Антон понизовский обращение в слух кратко

Обновлено: 02.07.2024

Второй день (продолжение) 20

Третий день (окончание) 51

Четвертый день 57

Четвертый день (продолжение) 64

Антон Понизовский
Обращение в слух

Первый день

I. Рассказ незаконнорожденной

Жила семья - муж с женой. У них было трое дочерей.

Дочери постепенно замуж вышли, у них стали свои дети нарождаться. А это послевоенные годы. Тогда ведь мало сидели с детьми: немножко посидят - и сразу работать надо идти. И их мать стала ездить, и каждой дочери помогала сидеть с внучатами. И так она детям своим помогала.

А в это время отец был один, и жил со своей матерью. А хозяйство все держат же, огороды. Мать старая, и она, конечно, не управлялась со всеми этими делами домашними, с хозяйством: огороды и так далее… И вот так получилось, что моя мама и согрешила с этим мужчиной-то. И я родилась незаконная, так сказать.

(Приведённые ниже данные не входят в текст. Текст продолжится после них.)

PR #52, opened 2023-10-25
Docs: Add workshop exec, remove, changes, tasks subcommand reference

akcano:


cmd/workshop/remove.go
```diff
@@ -17,6 +17,22 @@ func (c *CmdRemove) Command() *cobra.Command {
 		Use:   "remove <WORKSHOP>...",
 		Args:  cobra.MinimumNArgs(1),
 		Short: "Remove one or many workshops",
+		Long: `
+This command removes the workshops listed as arguments. For each workshop, it:
+
+- Checks that the workshop isn't *Off* or *Pending*
+- Stops the workshop if it's not already *Stopped*
+- Deletes the workshop's files
```
dmitry-lyfar: The remove will not delete the workshop files, it would only remove the workshop which will result it to be shown as 'Off' in the list output (i.e. only existing in a form of a file).

cmd/workshop/remove.go
```diff
@@ -17,6 +17,22 @@ func (c *CmdRemove) Command() *cobra.Command {
...
+
+If multiple workshops are listed and an error occurs,
```
dmitry-lyfar: Here, the operation is not transactional. If a workshop was removed and some other remove failed, the former is gone forever.

cmd/workshop/remove.go
```diff
@@ -17,6 +17,22 @@ func (c *CmdRemove) Command() *cobra.Command {
...
+the operation is aborted for *all* of them.
+
+Notes:
+- The workshop must be *Stopped*, *Ready* or in *Error* to be removed
```
dmitry-lyfar: I would rewrite it in a reverse manner to highlight that if there is a pending operation, remove will be a no-op.

docs/reference/workshop-exec.rst
```diff
@@ -0,0 +1,109 @@
...
+
+Synopsis
+--------
+
+The :program:`exec` subcommand runs an arbitrary command
+in the specified workshop, waiting for it to complete.
+If a timeout elapses before that, it's terminated.
+
+To run an :program:`exec` command, the workshop must be *Ready* or *Pending*,
+and the workshop base must support the command.
```
dmitry-lyfar: "...base must support the command", I think it can be replaced with stating that the command must exists. It's not only base, but an SDK may provide a command and, thus, it will be available even if not supported by the base.

dmitry-lyfar (commented):
Looks pretty clear. I left a few notes, we can discuss/merge in person.

cmd/workshop/remove.go
akcano: This probably needs a live discussion of what's deleted and what constitutes workshop's 'files'.

cmd/workshop/remove.go
akcano: OK.

cmd/workshop/remove.go
akcano: Again, does this also affect the command behaviour with multiple workshops, as suggested previously (i.e. it's non-transactional)?

docs/reference/workshop-exec.rst
akcano: Fair enough, but I think that we can boil 'base + SDKs' down to 'workshop' here. However, I'd like to bring up another issue: perhaps we can call the `exec`-run entity a 'binary' or an 'executable' instead of a simple 'command'?

cmd/workshop/remove.go
dmitry-lyfar: as per the conversation: add clarification on the consequences for the already deleted workshops.

cmd/workshop/remove.go
dmitry-lyfar: all listed workshops must satisfy the required status.

docs/reference/workshop-exec.rst
dmitry-lyfar: no need to clarify

cmd/workshop/exec.go
```diff
@@ -41,42 +41,58 @@ type CmdExec struct {
...
+- Interactively (for shell sessions)
+- Non-interactively (for scripts)
+
+To set the mode explicitly, use '-i' or '-I'. If neither is supplied,
+'exec' deduces the mode based on the nature of its own streams:
+
+- If stdin and stdout are terminals, the mode is interactive
+- Otherwise, it's non-interactive
+
+To separate the 'exec' subcommand options from the command itself,
```
dmitry-lyfar:
```suggestion
To separate the 'exec' subcommand from the command itself,
```

docs/reference/workshop-exec.rst
```diff
@@ -0,0 +1,108 @@
...
+- Non-interactively (for scripts)
+
+To set the mode explicitly, use :option:`!-i` or :option:`!-I`.
+If neither is supplied,
+:program:`exec` deduces the mode based on the nature of its own streams:
+
+- If :samp:`stdin` and :samp:`stdout` are terminals, the mode is interactive
+- Otherwise, it's non-interactive
+
+To separate the :program:`exec` subcommand options from the command itself,
```
dmitry-lyfar:
```suggestion
To separate the :program:`exec` subcommand from the command itself,
```

dmitry-lyfar (approved):

PR #72, opened 2023-12-06
Docs: Improve command sample logic, rework home page with UX findings

akcano:


docs/explanation/essentials/moving-projects.rst
```diff
@@ -105,6 +117,7 @@ before deleting the project directory:
 
 .. code:: console
 
+   $ cd /home/user/project/
```
dmitry-lyfar: One can do `workshop --project=<dir>` remove golang. I've seen cding into the dir in a few examples in our docs and was curious whether we should use the project option instead. Esp. in this case.

docs/tutorial/index.rst
```diff
@@ -417,9 +406,7 @@ You can run an interactive shell as well:
 .. code:: console
 
    $ workshop exec golang bash
-   $ uname -a
-
-       Linux golang-bf3a1040 6.2.0-35-generic #35~22.04.1-Ubuntu SMP PREEMPT_DYNAMIC Fri Oct  6 10:23:26 UTC 2 x86_64 x86_64 x86_64 GNU/Linux
+   workshop@golang-cd03e2cd:/project$ uname -a
```
dmitry-lyfar, line 409: hmm, I should definitely work on the default promt which is the scary instance name now. But that's a side note, I'll put it on todo.

dmitry-lyfar (approved):
I think this one is good, won't merge as I wanted your comment on the 'cd' bit.

docs/explanation/essentials/moving-projects.rst
akcano: In brief, this is a legitimate consideration. so I'll proceed to implement it; also, at this point, the explanation also needs a testing script.

docs/tutorial/index.rst
akcano: Actually, it's not that bad (all parts make sense and add information, but we simply omit it at the moment), but making it carry some added value won't hurt.

dmitry-lyfar (approved):

PR #76, opened 2023-12-12
Add spread test suite for workshop documentation

dmitry-lyfar:


tests/documentation/tutorial/task.yaml
```diff
@@ -0,0 +1,16 @@
+summary: Run tutorial commands to ensure it's operational
+prepare: |
+  chmod u+x "$TESTSLIB"/documentation/tutorial.sh
```
akcano, line 3:
```suggestion
  chmod u+x "$TESTSLIB"/documentation/tutorial.sh
  chown ubuntu:ubuntu "$TESTSLIB"/documentation/tutorial.sh
```

akcano: Otherwise the script is unavailable to the runner.

tests/lib/utils.sh
```diff
@@ -2,6 +2,31 @@
...
+  snap install lxd --classic
+  cd /remote; GOBIN=/usr/bin go install -buildvcs=false /remote/cmd/workshop/
+  lxd init --auto
+
+  # run fake GCS bucket storage to emulate SDK store
+  publish_test_sdk_content "$SDKCONTENT" "$SDK_STORE_BUCKET_DIR"
+  /bin/sh -c "nohup go run github.com/fsouza/fake-gcs-server@latest -data /data -scheme http -port 8080 -public-host localhost:8080 > ~/fake_sdk_store.log 2>&1 &"
+
+
+  echo "Waiting fake SDK store to launch on 8080..."
```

Она помогала по хозяйству?

Да, этому мужчине она помогала, и в итоге я родилась.

И получилось так, что умерла вот эта его мать, и он сам после этого тяжело заболел. И приезжает его законная жена. Немного пожили - и он умирает. Отец-то мой. А я-то ещё не родилась - я родилась, когда он уже умер.

И когда жена законная распродавала там дом, хозяйство - он уже умер, а мама пока беременная была - и мама мне говорила: "Она мне не дала даже рваных сапог". Но ей же тоже, жене-то законной, было морально и больно, и обидно…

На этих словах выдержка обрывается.